I echo the Design Council’s comment that embedding good design in a neighbourhood plan is crucial. The sad thing is that very few neighbourhood plans include design. They are mostly concerned with where the housing should go, and they do not look at design. Even within my constituency, there is a community that forgot to look at design criteria when producing its neighbourhood plan. Later, when it tried to object to a particular design format being used for an area, it did not have anything to rely on to make that change. It is of no consequence to that community now that it missed the boat, but that serves as a good lesson for communities looking at producing a neighbourhood plan that they should include some design features.
Overall, I completely agree with my hon. Friend the Member for Bury St Edmunds in her concentration on problems with individual houses, but I urge communities to go back one stage in the process. They need to include design in their neighbourhood plan and ensure they have really got to grips with what they want to see, so that they can influence the type and design of buildings from the outset.
It is a pleasure to serve under your chairmanship, Ms Ryan. I was initially only looking to intervene, so my contribution will be short.
I want to offer my total support for my hon. Friend Jo Churchill. I cannot think of a speech I have agreed with more than the one she made. I say that as someone who represents Swindon, which has been one of the fastest growing towns year on year for some time.
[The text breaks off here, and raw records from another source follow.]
PR #1125, opened 2019-09-05
Add Semaphore CI

pm47:


pm47:
@araspitzu I have no idea how to configure scoverage on semaphore. Docs look cryptic...

PR #1126, opened 2019-09-05
Add monitoring with Kamon (disabled by default)

pm47:
For now:
- we only track some tasks (especially in the router, but not even
`node_announcement` and `channel_update`)
- all db calls are monitored


eclair-core/src/main/scala/fr/acinq/eclair/PimpKamon.scala
```diff
@@ -0,0 +1,25 @@
...
+      f
+    } finally {
+      timer.stop()
+    }
+  }
+
+  def timeFuture[T](name: String)(f: => Future[T])(implicit ec: ExecutionContext): Future[T] = {
+    val timer = Kamon.timer(name).withoutTags().start()
+    val res = f
+    res onComplete { case _ => timer.stop }
```
araspitzu: Shouldn't this be `res onComplete { case Success(_) => timer.stop }`? I'd assume we don't want to mix measurements for failed calls with the successful ones.

pm47: We need to stop the timer somehow? I don't think it matters anyway, because Kamon has first-class handling of distribution of latencies, and we would detect outliers easily.

pm47:
I'm marking this as reviewable to minimize conflicts with other branches. It is just a first step.

Thanks @ivantopo for all the support!

eclair-core/src/main/scala/fr/acinq/eclair/PimpKamon.scala
```diff
@@ -0,0 +1,25 @@
+package fr.acinq.eclair
```
t-bast: nit: no copyright header?

eclair-node/src/main/scala/fr/acinq/eclair/Boot.scala
```diff
@@ -40,6 +42,9 @@ object Boot extends App with Logging {
     implicit val system: ActorSystem = ActorSystem("eclair-node")
     implicit val ec: ExecutionContext = system.dispatcher
     val setup = new Setup(datadir)
+
+    Kamon.init(setup.appConfig)
```
pm47:
```suggestion
    // TODO: disable Kamon for now
    //Kamon.init(setup.appConfig)
```

eclair-core/src/main/scala/fr/acinq/eclair/PimpKamon.scala
t-bast: I think that's where we'd use tags or some equivalent. 
Usually we should split our measurements on values of a specific tag with Success, Failure1, Failure2, etc depending on our set of possible failures.

eclair-core/src/main/scala/fr/acinq/eclair/blockchain/bitcoind/rpc/ExtendedBitcoinClient.scala
```diff
@@ -149,26 +150,36 @@ class ExtendedBitcoinClient(val rpcClient: BitcoinJsonRPCClient) {
...
-      unspent <- isTransactionOutputSpendable(txid, outputIndex, includeMempool = true)
-      fundingTxStatus <- if (unspent) {
-        Future.successful(UtxoStatus.Unspent)
-      } else {
-        // if this returns true, it means that the spending tx is *not* in the blockchain
-        isTransactionOutputSpendable(txid, outputIndex, includeMempool = false).map {
-          case res => UtxoStatus.Spent(spendingTxConfirmed = !res)
+      val span = Kamon.spanBuilder("validate-bitcoin-client").start()
+      for {
+        _ <- Future.successful(0)
```
t-bast: Why is that needed?

eclair-core/src/main/scala/fr/acinq/eclair/blockchain/bitcoind/rpc/ExtendedBitcoinClient.scala
```diff
@@ -149,26 +150,36 @@ class ExtendedBitcoinClient(val rpcClient: BitcoinJsonRPCClient) {
...
-      }
-      tx <- getRawTransaction(txid)
-      unspent <- isTransactionOutputSpendable(txid, outputIndex, includeMempool = true)
-      fundingTxStatus <- if (unspent) {
-        Future.successful(UtxoStatus.Unspent)
-      } else {
-        // if this returns true, it means that the spending tx is *not* in the blockchain
-        isTransactionOutputSpendable(txid, outputIndex, includeMempool = false).map {
-          case res => UtxoStatus.Spent(spendingTxConfirmed = !res)
+      val span = Kamon.spanBuilder("validate-bitcoin-client").start()
```
t-bast: What's kamon recommendation for naming spans? Do they automatically included the containing namespace/class/object? It's usually recommended to use some kind of namespacing in spans, so either Kamon does it automatically for us or maybe we should do something like `blockchain.bitcoind.rpc.extendedbitcoinclient.validate`?

eclair-core/src/main/scala/fr/acinq/eclair/blockchain/bitcoind/rpc/ExtendedBitcoinClient.scala
```diff
@@ -149,26 +150,36 @@ class ExtendedBitcoinClient(val rpcClient: BitcoinJsonRPCClient) {
...
+      for {
+        _ <- Future.successful(0)
+        span0 = Kamon.spanBuilder("getblockhash").start()
```
t-bast: Is that automagically included as a child span of the `span` defined line 153?

eclair-core/src/main/scala/fr/acinq/eclair/blockchain/bitcoind/rpc/ExtendedBitcoinClient.scala
```diff
@@ -149,26 +150,36 @@ class ExtendedBitcoinClient(val rpcClient: BitcoinJsonRPCClient) {
...
+        txid: String <- rpcClient.invoke("getblock", blockHash).map {
+          case json => Try {
+            val JArray(txs) = json \ "tx"
+            txs(txIndex).extract[String]
+          } getOrElse ByteVector32.Zeroes.toHex
         }
-      }
-    } yield ValidateResult(c, Right((Transaction.read(tx), fundingTxStatus)))
+        _ = span1.finish()
+        span2 = Kamon.spanBuilder("getrawtx").start()
```
t-bast: It looks like we'd benefit a lot from a utility function in KamonExt to wrap a future in a span.
It would be nice to just write `tx <- KamonExt.wrapInSpan("getrawtx")(getRawTransaction(txid))` which would automatically do the `span.finish()`.
The name `wrapInSpan` isn't very good, needs some bikeshedding.

eclair-core/src/main/scala/fr/acinq/eclair/io/Authenticator.scala
```diff
@@ -43,6 +44,7 @@ class Authenticator(nodeParams: NodeParams) extends Actor with DiagnosticActorLo
   def ready(switchboard: ActorRef, authenticating: Map[ActorRef, PendingAuth]): Receive = {
     case pending@PendingAuth(connection, remoteNodeId_opt, address, _) =>
       log.debug(s"authenticating connection to ${address.getHostString}:${address.getPort} (pending=${authenticating.size} handlers=${context.children.size})")
+      Kamon.counter("peers.connecting.count").withTag("state", "authenticating").increment()
```
t-bast: It might be useful to centralize counters for each component (like the `Metrics` object you created for `Peer`).
For example in Authenticator's companion object, define `private val connectingPeersCounter = Kamon.counter("peers.connecting.count")`.
This is usually easier for future maintenance.

eclair-core/src/main/scala/fr/acinq/eclair/io/Server.scala
```diff
@@ -52,6 +53,7 @@ class Server(nodeParams: NodeParams, authenticator: ActorRef, address: InetSocke
   def listening(listener: ActorRef): Receive = {
     case Connected(remote, _) =>
       log.info(s"connected to $remote")
+      Kamon.counter("peers.connecting.count").withTag("state", "connected").increment()
```
t-bast: This is the same counter used in `Authenticator`. So definitely worth centralizing somewhere to make sure these two actors keep using the same counter correctly

eclair-core/src/main/scala/fr/acinq/eclair/router/Router.scala
```diff
@@ -520,7 +536,11 @@ class Router(val nodeParams: NodeParams, watcher: ActorRef, initialized: Option[
         stay
       } else {
         log.info("validating shortChannelId={}", c.shortChannelId)
-        watcher ! ValidateRequest(c)
+        Kamon.runWithContextEntry(shortChannelIdKey, c.shortChannelId) {
+          Kamon.runWithSpan(Kamon.spanBuilder("validate-channel").tag("shortChannelId", c.shortChannelId.toString).start(), finishSpan = false) {
```
t-bast: How will that span be stopped? I'm not sure it's useful to start it here since we're just sending a message to another actor, it's more useful to do all the spanning inside the watcher isn't it?

eclair-node/pom.xml
```diff
@@ -102,6 +120,32 @@
...
+            <groupId>io.kamon</groupId>
+            <artifactId>kamon-jdbc_${scala.version.short}</artifactId>
+            <version>${kamon.version}</version>
+        </dependency>
+        <dependency>
+            <groupId>io.kamon</groupId>
+            <artifactId>kamon-annotation_${scala.version.short}</artifactId>
+            <version>2.0.0-RC1</version>
+        </dependency>
+        <!--dependency>
```
t-bast: Maybe remove entirely? I don't expect it to be useful to monitor akka-http since we only use it for the RPC API...

eclair-node/src/main/scala/fr/acinq/eclair/Boot.scala
```diff
@@ -40,6 +42,10 @@ object Boot extends App with Logging {
     implicit val system: ActorSystem = ActorSystem("eclair-node")
     implicit val ec: ExecutionContext = system.dispatcher
     val setup = new Setup(datadir)
+
+    // TODO: disable Kamon for now
+    //Kamon.init(setup.appConfig)
```
t-bast: Might be worth making this configurable?

eclair-core/src/main/scala/fr/acinq/eclair/blockchain/bitcoind/rpc/ExtendedBitcoinClient.scala
pm47: It's just a limitation of the `for` construct.

eclair-core/src/main/scala/fr/acinq/eclair/blockchain/bitcoind/rpc/ExtendedBitcoinClient.scala
pm47: Yes

eclair-core/src/main/scala/fr/acinq/eclair/blockchain/bitcoind/rpc/ExtendedBitcoinClient.scala
t-bast: Right, got it.

eclair-core/src/main/scala/fr/acinq/eclair/blockchain/bitcoind/rpc/ExtendedBitcoinClient.scala
pm47: That's a good point, let's address this in a 2nd iteration

eclair-core/src/main/scala/fr/acinq/eclair/router/Router.scala
pm47: It is stopped in the `ValidateResult` handler. The point is to be able to measure time spent in the queue, which I think is important to measure backlogs.

eclair-node/pom.xml
pm47: I think monitoring the API is still useful, and I'm waiting for a compatible version.

eclair-node/src/main/scala/fr/acinq/eclair/Boot.scala
pm47: Yes, I was just being lazy

pm47:
@t-bast I addressed the most pressing points. I think we can take care of the rest in a later iteration?

eclair-core/src/main/scala/fr/acinq/eclair/router/Router.scala
t-bast: Interesting, got it.

eclair-node/pom.xml
```diff
@@ -102,6 +120,32 @@
...
+            <groupId>io.kamon</groupId>
+            <artifactId>kamon-system-metrics_${scala.version.short}</artifactId>
+            <version>${kamon.version}</version>
+        </dependency>
+        <dependency>
+            <groupId>io.kamon</groupId>
+            <artifactId>kamon-jdbc_${scala.version.short}</artifactId>
+            <version>${kamon.version}</version>
+        </dependency>
+        <dependency>
```
pm47:
```suggestion
        <!--dependency>
```

eclair-node/pom.xml
```diff
@@ -102,6 +120,32 @@
...
+            <groupId>io.kamon</groupId>
+            <artifactId>kamon-annotation_${scala.version.short}</artifactId>
+            <version>2.0.0-RC1</version>
+        </dependency>
```
pm47:
```suggestion
        </dependency-->
```

PR #1128, opened 2019-09-06
Check funds in millisatoshi when sending/receiving an HTLC

pm47:
Instead of satoshi, which could introduce rounding errors.

Also, we check first the balance before the max-inflight amount, because
it makes more sense in terms of error management.

### DIFF
--- a/eclair-core/src/main/scala/fr/acinq/eclair/channel/Commitments.scala
+++ b/eclair-core/src/main/scala/fr/acinq/eclair/channel/Commitments.scala
@@ -152,7 +152,7 @@ object Commitments {
     // we look from remote's point of view, so if local is funder remote doesn't pay the fees
     val fees = if (commitments1.localParams.isFunder) commitTxFee(commitments1.remoteParams.dustLimit, reduced) else 0.sat
     val missing = reduced.toRemote - commitments1.remoteParams.channelReserve - fees
-    if (missing < 0.sat) {
+    if (missing < 0.msat) {
       return Left(InsufficientFunds(commitments.channelId, amount = cmd.amount, missing = -missing.truncateToSatoshi, reserve = commitments1.remoteParams.channelReserve, fees = fees))
     }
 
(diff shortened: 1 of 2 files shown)


eclair-core/src/main/scala/fr/acinq/eclair/channel/Commitments.scala
```diff
@@ -148,6 +148,14 @@ object Commitments {
     // the HTLC we are about to create is outgoing, but from their point of view it is incoming
     val outgoingHtlcs = reduced.htlcs.filter(_.direction == IN)
 
+    // a node cannot spend pending incoming htlcs, and need to keep funds above the reserve required by the counterparty, after paying the fee
+    // we look from remote's point of view, so if local is funder remote doesn't pay the fees
+    val fees = if (commitments1.localParams.isFunder) commitTxFee(commitments1.remoteParams.dustLimit, reduced) else 0.sat
+    val missing = reduced.toRemote - commitments1.remoteParams.channelReserve - fees
+    if (missing < 0.sat) {
```
t-bast: nit:
```suggestion
    if (missing < 0.msat) {
```

eclair-core/src/main/scala/fr/acinq/eclair/channel/Commitments.scala
```diff
@@ -183,6 +183,13 @@ object Commitments {
     val reduced = CommitmentSpec.reduce(commitments1.localCommit.spec, commitments1.localChanges.acked, commitments1.remoteChanges.proposed)
     val incomingHtlcs = reduced.htlcs.filter(_.direction == IN)
 
+    // a node cannot spend pending incoming htlcs, and need to keep funds above the reserve required by the counterparty, after paying the fee
+    val fees = if (commitments1.localParams.isFunder) 0.sat else Transactions.commitTxFee(commitments1.localParams.dustLimit, reduced)
+    val missing = reduced.toRemote - commitments1.localParams.channelReserve - fees
+    if (missing < 0.sat) {
```
t-bast: nit: same:
```suggestion
    if (missing < 0.msat) {
```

I was a councillor for 10 years in Swindon and have been an MP for seven, so I have had 17 years of representing new build areas. My maiden speech was dedicated to this subject, and I brought forward a private Member’s Bill in the early days of my political career to offer some solutions—they were wholeheartedly rejected, but I had a go. I have had countless public meetings and an incredible amount of casework. There is clear frustration, anger and despair from the residents who have made their single biggest purchase and from myself, on behalf of the Government, because I am desperate to see us fulfil our commitment to 300,000 houses being built.
This poor, shoddy and shambolic work is all too often putting people off and, frankly, ripping people off. My hon. Friend the Member for Bury St Edmunds summed it up well with her reference to a kettle. It is a given with every other purchase that we are protected by trading standards and all the various Acts, but when it comes to our single biggest purchase, we are at others’ mercy. Members have rightly highlighted build quality and the excuse of a lack of skills. Why on earth do people sign houses off if they are not fit? Cars are another big purchase, and at Honda in my constituency, nothing leaves the factory unless it has been robustly tested. If there is a problem, which is rare, it is dealt with swiftly. That is not the case with houses.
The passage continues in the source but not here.